▶ _Task to carry out_
For every line of the material below, check for the string "from" and return the line if it is there.

▶ _Material shown_
**********

PR #3852, opened 2026-05-21
[runtime/utils/buffer/write] use `Blob::write_at_sync`

andresilva:
This PR updates buffered `Write` to use `Blob::write_at_sync` when sync only needs to persist the currently buffered tip.

`Write` now keeps durability state alongside the tip buffer to track whether a prior plain `write_at` or `resize` requires a full `Blob::sync`. If no such mutation happened, `sync` can persist the buffered range directly (with `Blob::write_at_sync`), otherwise it falls back to a full `sync`.

### DIFF
--- a/runtime/src/utils/buffer/write.rs
+++ b/runtime/src/utils/buffer/write.rs
@@ -2,8 +2,11 @@ use crate::{buffer::tip::Buffer, Blob, Buf, BufferPool, BufferPooler, Error, IoB
 use commonware_utils::sync::AsyncRwLock;
 use std::{num::NonZeroUsize, sync::Arc};
 
-/// Buffered tip data and durability bookkeeping.
-struct State {
+/// Buffered tip data, blob handle, and durability bookkeeping.
+struct State<B: Blob> {
+    /// The underlying blob to write to.
+    blob: B,
+
     /// The buffer containing the data yet to be appended to the tip of the
     /// underlying blob.
     buffer: Buffer,
@@ -14,6 +17,46 @@ struct State {
     /// cannot use [Blob::write_at_sync] because that only makes the current write
     /// durable.
     needs_sync: bool,
+}
+
+impl<B: Blob> State<B> {
+    async fn read_at(&self, offset: u64, len: usize) -> Result<IoBufs, Error> {
+        Ok(self.blob.read_at(offset, len).await?.freeze())
+    }
+
+    async fn write_at(&mut self, offset: u64, bufs: impl Into<IoBufs> + Send) -> Result<(), Error> {
+        self.blob.write_at(offset, bufs).await?;
+        self.needs_sync = true;
+        Ok(())
+    }
+
+    async fn write_at_sync(
+        &mut self,
+        offset: u64,
+        bufs: impl Into<IoBufs> + Send,
+    ) -> Result<(), Error> {
+        if self.needs_sync {
+            self.write_at(offset, bufs).await?;
+            self.sync().await
+        } else {
+            self.blob.write_at_sync(offset, bufs).await
+        }
+    }
+
+    async fn resize(&mut self, len: u64) -> Result<(), Error> {
+        self.blob.resize(len).await?;
+        self.needs_sync = true;
+        Ok(())
+    }
+
+    async fn sync(&mut self) -> Result<(), Error> {
+        if !self.needs_sync {
+            return Ok(());
+        }
+        self.blob.sync().await?;
+        self.needs_sync = false;
+        Ok(())
+    }
 }
 
 /// A writer that buffers the raw content of a [Blob] to optimize the performance of appending or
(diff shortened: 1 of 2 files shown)


runtime/src/utils/buffer/write.rs
```diff
@@ -191,27 +210,43 @@ impl<B: Blob> Write<B> {
...
 
     /// Flush buffered bytes and durably sync the underlying blob.
     pub async fn sync(&self) -> Result<(), Error> {
-        let mut buffer = self.buffer.write().await;
-        if let Some((buf, offset)) = buffer.take() {
+        let mut state = self.state.write().await;
+        if let Some((buf, offset)) = state.buffer.take() {
+            if !state.needs_sync {
+                return self.blob.write_at_sync(offset, buf).await;
+            }
```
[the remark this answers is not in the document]
andresilva: This does not change the retry semantics of `Write::sync()`. The previous implementation also drained the buffer before completing the underlying storage operations, so a failed `write_at` or sync already left the writer in a non-retryable state. Errors from mutable storage operations are treated as fatal by callers, this path only swaps the successful single-buffer flush from `write_at + sync` to `write_at_sync`.

runtime/src/utils/buffer/write.rs
```diff
@@ -175,11 +193,12 @@ impl<B: Blob> Write<B> {
             // below. Removing this inefficiency may not be worth the additional complexity.
             let direct = bufs.split_to(chunk_len);
             self.blob.write_at(current_offset, direct).await?;
+            state.needs_sync = true;
```
patrick-ogrady: I wonder if we should put `blob` in state and implement the blob interface? Then, you wouldn't need these manual needs_sync calls (maybe that ends up being much more gross for some reason).

runtime/src/utils/buffer/write.rs
```diff
@@ -2,6 +2,75 @@ use crate::{buffer::tip::Buffer, Blob, Buf, BufferPool, BufferPooler, Error, IoB
...
+    async fn write_at_sync(
+        &mut self,
+        offset: u64,
+        bufs: impl Into<IoBufs> + Send,
+    ) -> Result<(), Error> {
+        if self.needs_sync {
+            self.write_at(offset, bufs).await?;
+            self.sync().await
+        } else {
+            // If `write_at_sync` fails, a later sync must not treat the drained
```
patrick-ogrady, line 47: tricky

runtime/src/utils/buffer/write.rs
```diff
@@ -138,8 +207,8 @@ impl<B: Blob> Write<B> {
             .checked_add(bufs.remaining() as u64)
             .ok_or(Error::OffsetOverflow)?;
 
-        // Acquire a write lock on the buffer.
-        let mut buffer = self.buffer.write().await;
+        // Acquire a write lock on the buffer state.
+        let mut state = self.state.write().await;
```
patrick-ogrady, line 221: for consistency, we could do `let buffer = &mut state.buffer;` here?

runtime/src/utils/buffer/write.rs
```diff
@@ -88,8 +156,9 @@ impl<B: Blob> Write<B> {
             .checked_add(len as u64)
             .ok_or(Error::OffsetOverflow)?;
 
-        // Acquire a read lock on the buffer.
-        let buffer = self.buffer.read().await;
+        // Acquire a read lock on the buffer state.
+        let state = self.state.read().await;
+        let buffer = &state.buffer;
```
patrick-ogrady, line 171: or, we could remove this line and use state.buffer in this function (I'm down for that)

runtime/src/utils/buffer/write.rs
andresilva: This is mainly to keep the existing semantics (there were some tests in storage that relied on this). In practice we treat all storage errors as fatal.

runtime/src/utils/buffer/write.rs
```diff
@@ -45,20 +114,20 @@ use std::{num::NonZeroUsize, sync::Arc};
...
     /// Creates a new [Write] that buffers up to `capacity` bytes of data to be appended to the tip
     /// of `blob` with the provided `size`.
     pub fn new(blob: B, size: u64, capacity: NonZeroUsize, pool: BufferPool) -> Self {
         Self {
-            blob,
-            buffer: Arc::new(AsyncRwLock::new(Buffer::new(size, capacity.get(), pool))),
+            state: Arc::new(AsyncRwLock::new(State {
+                blob,
+                buffer: Buffer::new(size, capacity.get(), pool),
+                needs_sync: false,
```
patrick-ogrady: nitty but technically true:

```
  - [P2] Keep sync as a barrier for wrapped blob state — /Users/patrickogrady/code/monorepo-pr-3852/runtime/src/utils/buffer/write.rs:65-66
    When a Write is constructed around a blob that already has unsynced mutations, such as blob.write_at(...) or blob.resize(...) before handing
    the blob to Write, needs_sync starts false and this branch returns without calling Blob::sync(). The previous implementation always synced
    the underlying blob, so Write::sync() can now acknowledge durability while those pre-existing changes are still lost after a crash or reopen.
```

runtime/src/utils/buffer/write.rs
andresilva: You need to keep the lock guard in its own variable, `&mut self.state.write().await.buffer` won't compile.

runtime/src/utils/buffer/write.rs
andresilva: Same as above.

runtime/src/utils/buffer/write.rs
andresilva: I could initialize this as `true` I guess, but technically `Write` is only keeping track of its own writes.

PR #3857, opened 2026-05-22
[runtime/utils/buffer/append] use `Blob::write_at_sync`

andresilva:
This PR updates `buffer::paged::Append` to use `Blob::write_at_sync` when a flush can be persisted with a single physical write. When a flush is split around a protected CRC slot, or when a prior plain write or resize still needs a durability barrier, it falls back to plain writes followed by a single full sync. It now tracks whether prior blob mutations still need a full sync so `sync()` can skip work when there is nothing pending. Resize/shrink handling was adjusted so real physical resizes are made durable correctly, while logical-only partial shrinks can keep using range sync for their CRC updates.

Depends on #3852.


patrick-ogrady:
bugbot run

PR #3858, opened 2026-05-22
[storage] use `Blob::write_at_sync`

andresilva:
This PR updates `Metadata` full rewrites to use `Blob::write_at_sync` when the new metadata payload does not shrink the blob. A non-shrinking rewrite is a single durable write, so it no longer needs a separate sync. Shrinking rewrites still use `write_at + resize + sync` because the resize must also be made durable.

The rest of the changes replace manual `put`/`write_at` followed by `sync` with the corresponding sync helper where that is equivalent and clearer. This includes uses of `Metadata::put_sync`, `Archive::put_sync`, `Cache::put_sync`, and direct `Blob::write_at_sync` in tests.

Most storage primitives already benefit from `write_at_sync` indirectly through the runtime buffering layers. `buffer::Write` and `buffer::paged::Append` can use `write_at_sync` when flushing a single write with no earlier dirty mutation, so databases built on journals, ordinal storage, cache/archive paths, and QMDB logs inherit that behavior.

Depends on #3857.


storage/src/journal/segmented/variable.rs
```diff
@@ -1364,13 +1363,12 @@ mod tests {
...
                 write_buffer: NZUsize!(1024),
             };
-
-            // Leave one byte in the first page so the trailing bytes below cross the page
-            // boundary and repair must issue a physical resize.
             let section = 1u64;
             let item = [10u8; 1021];
             let item_record_size =
                 UInt(item.encode_size() as u32).encode_size() + item.encode_size();
+            // Leave one byte in the first page so the trailing bytes below cross the page
```
patrick-ogrady: move this back

storage/src/metadata/mod.rs
```diff
@@ -1006,8 +1011,10 @@ mod tests {
 
             // Initial data
             metadata.put(U64::new(1), b"first".to_vec());
-            metadata.put(U64::new(2), b"second".to_vec());
-            metadata.sync().await.unwrap();
+            metadata
```
patrick-ogrady, line 1014: keep these as a separate put/sync operation? it leaks that the underlying is done together?

patrick-ogrady (commented):
minor comments

patrick-ogrady:
bugbot run

patrick-ogrady (approved):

**********

▶ _Response_
andresilva: This does not change the retry semantics of `Write::sync()`. The previous implementation also drained the buffer before completing the underlying storage operations, so a failed `write_at` or sync already left the writer in a non-retryable state. Errors from mutable storage operations are treated as fatal by callers, this path only swaps the successful single-buffer flush from `write_at + sync` to `write_at_sync`.
Most storage primitives already benefit from `write_at_sync` indirectly through the runtime buffering layers. `buffer::Write` and `buffer::paged::Append` can use `write_at_sync` when flushing a single write with no earlier dirty mutation, so databases built on journals, ordinal storage, cache/archive paths, and QMDB logs inherit that behavior.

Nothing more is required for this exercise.